Suricata can be started as follows to use af-xdp:

::

  af-xdp:
    suricata --af-xdp=<interface>
    suricata --af-xdp=igb0

In the above example Suricata will start reading from the `igb0` network interface.

AF_XDP Configuration
--------------------

Each of these settings can be configured under ``af-xdp`` within the "Configure
common capture settings" section of suricata.yaml configuration file.

The number of threads created can be configured in the suricata.yaml configuration
file. It is recommended to use threads equal to NIC queues/CPU cores.

Another option is to select ``auto`` which will allow Suricata to configure the
number of threads based on the number of RSS queues available on the NIC.

With ``auto`` selected, Suricata spawns receive threads equal to the number of
configured RSS queues on the interface.

::

  af-xdp:
    threads: <number>
    threads: auto
    threads: 8

Advanced setup
---------------

af-xdp capture source will operate using the default configuration settings.
However, these settings are available in the suricata.yaml configuration file.

Available configuration options are:

force-xdp-mode

There are two operating modes employed when loading the XDP program, these are:

XDP_DRV: Mode chosen when the driver supports AF_XDP
XDP_SKB: Mode chosen when no AF_XDP support is unavailable

XDP_DRV mode is the preferred mode, used to ensure best performance.
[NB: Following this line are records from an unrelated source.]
PR #2348, opened 2019-09-24
Bump NMS version for avoiding regression in existing models

wschin:
In opset 10, NMS doesn't produce shape. With the newly added shape inference function, some existing models can be broken due to the interaction between NSM and IF nodes (IF's then branch and else branch produce different shapes). Thus, I feel it'd be better to bump the version of NMS so that old code can still work with old models.

Because shape inference produces side information for a model, if we consider side information a part of the spec, we also need to bump operator's version each time we add a shape inference function.

### DIFF
--- a/onnx/defs/object_detection/old.cc
+++ b/onnx/defs/object_detection/old.cc
@@ -61,6 +61,13 @@ ONNX_OPERATOR_SET_SCHEMA(
             "1 - the box data is supplied as [x_center, y_center, width, height]. Mostly used for Pytorch models.",
             AttributeProto::INT,
             static_cast<int64_t>(0))
-        .SetDoc(NonMaxSuppression_doc));
+        .SetDoc(NonMaxSuppression_doc)
+        .TypeAndShapeInferenceFunction([](InferenceContext& ctx) {
+          auto selected_indices_type =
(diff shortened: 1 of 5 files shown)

af-xdp: force-xdp-mode: <value> where: value = <skb|drv|none> force-xdp-mode: drv

force-bind-mode


During binding the kernel will first attempt to use zero-copy (preferred). If
zero-copy support is unavailable it will fallback to copy mode, copying all
packets out to user space.

::

  af-xdp:
    force-bind-mode: <value> where: value = <copy|zero|none>
    force-bind-mode: zero

For both options, the kernel will attempt the 'preferred' option first and
fallback upon failure. Therefore the default (none) means the kernel has
control of which option to apply. By configuring these options the user
is forcing said option. Note that if enabled, the bind will only attempt
this option, upon failure the bind will fail i.e. no fallback.

mem-unaligned

AF_XDP can operate in two memory alignment modes, these are:

Aligned chunk mode
Unaligned chunk mode

Aligned chunk mode is the default option which ensures alignment of the data within the UMEM.
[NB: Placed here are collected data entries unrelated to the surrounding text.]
PR #2355, opened 2019-09-25
Improve precision of shape analysis for OneHot nodes

wintersteiger:
I'm not sure whether this is strictly necessary, but it was helpful to get the shape of onehot outputs inferred at least for simple cases.

### DIFF
--- a/onnx/defs/tensor/defs.cc
+++ b/onnx/defs/tensor/defs.cc
@@ -1926,6 +1926,8 @@ ONNX_OPERATOR_SET_SCHEMA(
           // and 1 element vector for now. In future when version update for
           // this op is done we should only allow scalar or chage the spec to
           // allow both.
+          int64_t depth = 0;
+          std::string depth_name = "";
           if (hasInputShape(ctx, 1)) {
             auto& depth_shape = getInputShape(ctx, 1);
             if (depth_shape.dim_size() != 0 && depth_shape.dim_size() != 1) {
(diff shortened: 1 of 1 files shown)


onnx/defs/tensor/defs.cc
```diff
@@ -1938,6 +1940,17 @@ ONNX_OPERATOR_SET_SCHEMA(
               fail_type_inference(
                   "Input 'depth' must have exactly one element.");
             }
+            const TensorProto* depth_initializer = ctx.getInputData(1);
+            if (depth_initializer != nullptr) {
+              if (depth_initializer->has_raw_data()) {
```
skottmckay: Should this also check int64_data and int32_data if the value isn't specified in raw_data?

onnx/defs/tensor/defs.cc
```diff
@@ -1979,6 +1992,11 @@ ONNX_OPERATOR_SET_SCHEMA(
                 } else if (indices_shape.dim(i).has_dim_param()) {
                   dim->set_dim_param(indices_shape.dim(i).dim_param());
                 }
+              } else if (i == axis) {
+                if (depth_name != "")
+                  dim->set_dim_param(depth_name);
+                else
+                  dim->set_dim_value(depth);
```
skottmckay: This looks off in two ways.

If we were able to read an actual 'depth' value shouldn't that be preferred?

If we didn't read a value for 'depth' from an initializer, I would have expected we shouldn't call set_dim_value to the default of 0. I'm assuming 'depth' doesn't necessarily come from an initializer (so the getInputData call may return nullptr) so the actual value may not be known until runtime.

gramalingam: Agree with Scott. Furthermore, we should not reuse a tensor's name as a dimension-variable (they belong to different namespaces and this could introduce an unintended clash if the model used the same name for another dimension-variable). We should leave the dim with neither param nor value set if we don't know the depth value.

Unaligned chunk mode uses hugepages for the UMEM. Hugepages start at the size of 2MB but they can be as large as 1GB. Lower count of pages (memory chunks) allows faster lookup of page entries. The hugepages need to be allocated on the NUMA node where the NIC and CPU resides. Otherwise, if the hugepages are allocated only on NUMA node 0 and the NIC is connected to NUMA node 1, then the application will fail to start. Therefore, it is recommended to first find out to which NUMA node the NIC is connected to and only then allocate hugepages and set CPU cores affinity to the given NUMA node.
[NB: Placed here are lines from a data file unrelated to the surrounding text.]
PR #2366, opened 2019-09-27
Create StaticShape4DynShapeOpsProposal.md

goldgeisser:
This proposal is being scheduled to discussed during the next onnx/Operators SIG meeting.
I am creating the first draft of the proposal so the members of the SIG can get familiar with this and comment on it.


dashesy:
Shouldn't this be part of an optimization? Export everything dynamic, then optimize away shape nodes to static/const values.

PR #2380, opened 2019-10-01
Add reference impl for sequence ops

BowenBao:


onnx/backend/test/case/model/sequence.py
```diff
@@ -13,6 +13,64 @@
...
+    return sequence
+
+
+def SequenceLengthImpl(sequence):
+    # type: (List[np.ndarray]) -> np.int64
+    return np.int64(len(sequence))
+
+
+def SplitToSequenceImpl(tensor, split=None, axis=0, keepdims=1):
+    # type: (np.ndarray, Optional[Union[int, List[int]]], int, int) -> List[np.ndarray]
```
wschin:
```suggestion
    # type: (np.ndarray, Optional[Union[int, List[int]]], int, int) -> List[np.ndarray]
```
Can we use numpy type such as `np.int64` as the `int` here?

onnx/backend/test/case/model/sequence.py
```diff
@@ -13,6 +13,64 @@
...
+        split = 1
+        split_indices = [i * split + 1 for i in range(dim_size) if i * split + 1 < dim_size]
+        if not keepdims:
+            results = np.array_split(tensor, split_indices, axis)
+            return [np.squeeze(res, axis) for res in results]
+    if np.isscalar(split):
+        split_indices = [i * split + 1 for i in range(dim_size) if i * split + 1 < dim_size]  # type: ignore
+    else:
+        split_indices = np.cumsum(split) + 1
+    return np.array_split(tensor, split_indices, axis)  # type: ignore
```
wschin: Why do you ignore the type?

onnx/backend/test/case/model/sequence.py
```diff
@@ -13,6 +13,64 @@
 from typing import List, Optional, Text, Union
 
 
+def SequenceEmptyImpl():  # type: () -> List[Optional[np.ndarray]]
```
wschin: Can we reuse those implementations to create examples in `Operators.md`?

onnx/backend/test/case/model/sequence.py
BowenBao: Everywhere else also uses int. I'd prefer using int here as well. In addition as below, it seems some numpy methods don't work well with mypy.

onnx/backend/test/case/model/sequence.py
BowenBao: some numpy methods don't work well with mypy

onnx/backend/test/case/model/sequence.py
BowenBao: Yes. But to create examples in Operators.md, we need to update the proto to enable Sequence Tensor Proto (in order to save test data in sequence format). That should be a separate PR of its own.

PR #2381, opened 2019-10-01
Fix Unique unit test

skottmckay:
Expected data for Y was incorrectly sorted.


skottmckay:
> Update doc and pass CI please

Done

PR #4279, opened 2022-06-15
Verify minimum supported numpy in Windows Release CI

jcwchen:
**Description**
Verify minimum supported numpy in Windows CI. Only apply it in Windows since numpy 1.16.6 does not support Python>=3.9 so we need to build numpy from source in CIs, which is time-consuming and it might bump into some issue unrelated to ONNX.  For now verifying it in Windows CI should be sufficient.

**Motivation and Context**
Since ONNX's requirements.txt has loose restriction for NumPy (1.16.6) and it uses NumPy (1.21.5) for release. To prevent issues with older NumPy version (>=1.16.6; <1.21.5), CI should verify the built wheel can work with the minimum supported numpy. For instance, https://github.com/onnx/onnx/pull/4277 numpy.typing was introduced by NumPy 1.20. The failure with lower numpy version is not caught by any CI.


jcwchen (commented):
This PR should pass all CIs after https://github.com/onnx/onnx/pulls has been merged.

liqunfu (approved):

Memory assigned per socket/thread is 16MB, so each worker thread requires at least 16MB of free space. As stated above hugepages can be of various sizes, consult the OS to confirm with cat /proc/meminfo.

Example ::

8 worker threads * 16Mb = 128Mb
hugepages = 2048 kB
so: pages required = 62.5 (63) pages

See https://www.kernel.org/doc/Documentation/vm/hugetlbpage.txt for detailed description.

To enable unaligned chunk mode:

af-xdp: mem-unaligned: <yes/no> mem-unaligned: yes

Introduced from Linux v5.11 a SO_PREFER_BUSY_POLL option has been added to AF_XDP that allows a true polling of the socket queues. This feature has been introduced to reduce context switching and improve CPU reaction time during traffic reception.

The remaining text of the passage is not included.